I’ll bite. Here’s another snippet:
(
clearListener()
local tokens = #(" ", ":", "=", "(", ")" ,"!", "+", "!=", "+=", "if", "do")
local myString = "if miff != (::doom) do life+= 1"
struct codeNode
(nodeType, nodeValue, nodePosition, tokenLength)
local ast = #()
local myString = " " + myString --padd a space @ beginning for line 17's [j+h]
--
local start = timestamp()
for j=1 to myString.count do
(
for i=1 to tokens.count do
(
local match = true
for h=1 to tokens[i].count do
(if myString[j+h] != tokens[i][h] then (match = false))
if match == true then
(
local myNode = codeNode nodeType:undefined nodeValue:tokens[i] nodePosition:j tokenLength:tokens[i].count
append ast myNode
)
)
)
local myTotalTime = ((timeStamp() - start) / 1000.0) as string
print ("time elapsed: " + myTotalTime)
print ast
)
On a dualcore 1ghz execution time is 0.008ms.

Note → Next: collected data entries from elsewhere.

PR #7815, opened 2021-03-01
std.format: Add unittests for %g (step 2).

berni44:
Followup on #7810.


thewilsonator:
Why are so many tests comments out?

berni44:
> Why are so many tests comments out?

They don't work yet. %g isn't just selecting between %e and %f. There are other changes needed too: Mainly, precision has a different meaning and trailing zeros are removed. So the unittests are the roadmap to follow. The idea is to make them work step by step.

RazvanN7 (approved):

PR #7816, opened 2021-03-01
std.format: Add %g (step 3): Add template parameter to printFloatE/F.

berni44:
Another followup on #7810. Can be merged independently of #7815.

Precision is already adjusted in `printFloatG` so it is not necessary to repeat this in `printFloatE/F`.


RazvanN7:
I think it would be useful to include in the description of these PRs the initial (closed) PR so that other reviewers have a change to understand the broader picture. I will merge this for now, but anyone else reviewing this will not understand what the point is.

RazvanN7 (approved):

berni44:
> I think it would be useful to include in the description of these PRs the initial (closed) PR so that other reviewers have a change to understand the broader picture. I will merge this for now, but anyone else reviewing this will not understand what the point is.

Added the link to the initial comment. Thanks for pointing this out.

PR #7817, opened 2021-03-01
[stable] Fix little std.math regressions

kinke:


RazvanN7:
Are these regressions filed anywhere?

kinke:
Nope, and doing so would be utter nonsense IMO. The `version` things don't apply to DMD (because it's always using x87 `real`s) and the unittest regression for 64-bit `real` is also another frequent one not observable with DMD.

thewilsonator (approved):

PR #7819, opened 2021-03-01
Fix Issue 21606 - pow(NaN,0) gives 1 not NaN

berni44:
Detecting NaNs early speeds calculation up considerably when NaNs are involved (and removes a bug).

Not sure about the memory footprint, but it’s probably pretty bad considering all the struct instances.
Whats missing in this implementation is correctly identifying user defined tokens, example: “miff, doom, life” in “if miff != (::doom) do life+= 1”. I’m doing this in a second pass:
local endPos = (ast[1].nodePosition-1)
local userToken = substring myString 1 endPos
userToken = (trimleft userToken)
userToken = (trimRight userToken)
if userToken != "" then
(
local myNode = codeNode nodeType:undefined nodeValue:userToken nodePosition:1 tokenLength:userToken.count
append ast myNode
)
--get the rest of the missing tokens, skipping the first
for i=2 to ast.count do
(
local startPos = (ast[i-1].tokenEndPosition)

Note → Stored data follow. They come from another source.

PR #7822, opened 2021-03-01
improve documentation of std.algorithm.sorting

dkorpel:
I once was looking whether Phobos had Quickselect, and it took me really long before I found it's actually called `topN` there.
I think it's useful to mention this in the documentation. 

Some other things:
- topN is missing a Returns: section
- most functions have no blank line separating the summary and description paragraphs
- the docs often mention `swap` referring to `std.algorithm.mutation: swap`, but that is not obvious.

### DIFF
--- a/std/algorithm/sorting.d
+++ b/std/algorithm/sorting.d
@@ -57,7 +57,7 @@ $(T2 schwartzSort,
 $(T2 sort,
         Sorts.)
 $(T2 topN,
-        Separates the top elements in a range.)
+        Separates the top elements in a range, akin to $(LINK2 https://en.wikipedia.org/wiki/Quickselect, Quickselect).)
 $(T2 topNCopy,
         Copies out the top elements of a range.)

local endPos = (ast[i].nodePosition-startPos)
--
local userToken = substring myString startPos endPos
userToken = (trimleft userToken)
userToken = (trimRight userToken)
if not isSpace userToken AND userToken != "" then
(
local myNode = codeNode nodeType:undefined nodeValue:userToken nodePosition:startPos tokenLength:userToken.count
append ast myNode
)
)
The next step might be to organize the tokens in the ast array according to their nodePosition.
Or, another step would be to define the nodeType on each instance of codeNode, for example a codeNode with the property .nodeValue == “true” would have a nodeType of “boolean”.
honestly the issue is closed. after we know how to split a string (text) by tokens and keep the tokens the problem lost its fascination.